Based mostly on the summery Italian flavors of eggplant, zucchini, tomatoes, beans, olives, and herbs, this flavorful gluten free, vegan Baked Italian Eggplant Casserole takes solely about 10 minutes to get into the oven. You can also make this wholesome eggplant recipe with no added salts, sugar, and oil to suit into your complete meals plant based mostly way of life.
Tomato Sauce:
Greens:
Topping:
½ cup shredded plant-based cheese (might substitute with 1/2 cupcashew cream)
Preheat oven to 375 F.
Make the tomato sauce by combining in a medium bowl marinara sauce, olive oil (non-obligatory), garlic, Italian seasoning, and black pepper.

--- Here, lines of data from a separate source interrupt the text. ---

PR #432, opened 2019-04-24
Common registry functionality update

Romeh:
Still need to add documentation update .

### DIFF
--- a/resilience4j-bulkhead/src/main/java/io/github/resilience4j/bulkhead/internal/InMemoryBulkheadRegistry.java
+++ b/resilience4j-bulkhead/src/main/java/io/github/resilience4j/bulkhead/internal/InMemoryBulkheadRegistry.java
@@ -49,6 +49,7 @@ public final class InMemoryBulkheadRegistry extends AbstractRegistry<Bulkhead, B
 	 * @param bulkheadConfig custom bulkhead config to use
 	 */
 	public InMemoryBulkheadRegistry(BulkheadConfig bulkheadConfig) {
+		super();
 		this.defaultBulkheadConfig = bulkheadConfig;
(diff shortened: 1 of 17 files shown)


resilience4j-bulkhead/src/main/java/io/github/resilience4j/bulkhead/internal/InMemoryBulkheadRegistry.java
```diff
@@ -18,68 +18,69 @@
...
+				k -> notifyPostCreationConsumers(Bulkhead.of(name, bulkheadConfigSupplier.get()))
+		);
+	}
 
-    @Override
-    public BulkheadConfig getDefaultBulkheadConfig() {
-        return defaultBulkheadConfig;
-    }
+	@Override
+	public BulkheadConfig getDefaultBulkheadConfig() {
```
RobWin: Can we deprecate this method and add a `getDefaultConfig` into `AbstractRegistry`

resilience4j-circuitbreaker/src/main/java/io/github/resilience4j/circuitbreaker/CircuitBreakerConfigurationNotFound.java
```diff
@@ -0,0 +1,33 @@
...
+ *  limitations under the License.
+ *
+ *
+ */
+package io.github.resilience4j.circuitbreaker;
+
+/**
+ * configuration not found exception
+ */
+public class CircuitBreakerConfigurationNotFound extends RuntimeException {
```
RobWin: Can we reanme it to `ConfigurationNotFoundException` and move it into resilience4j-core.
We can reuse it for other Registries as well.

In a massive baking dish (9 x 13-inches), layer half of the eggplant, zucchini, onion, olives, and beans.
Pour half of the tomato sauce over the greens.
Layer the remaining greens—eggplant, zucchini, onion, olives and beans.
Pour over the remaining tomato sauce.
Sprinkle with plant-based cheese. (or dot with cashew cream)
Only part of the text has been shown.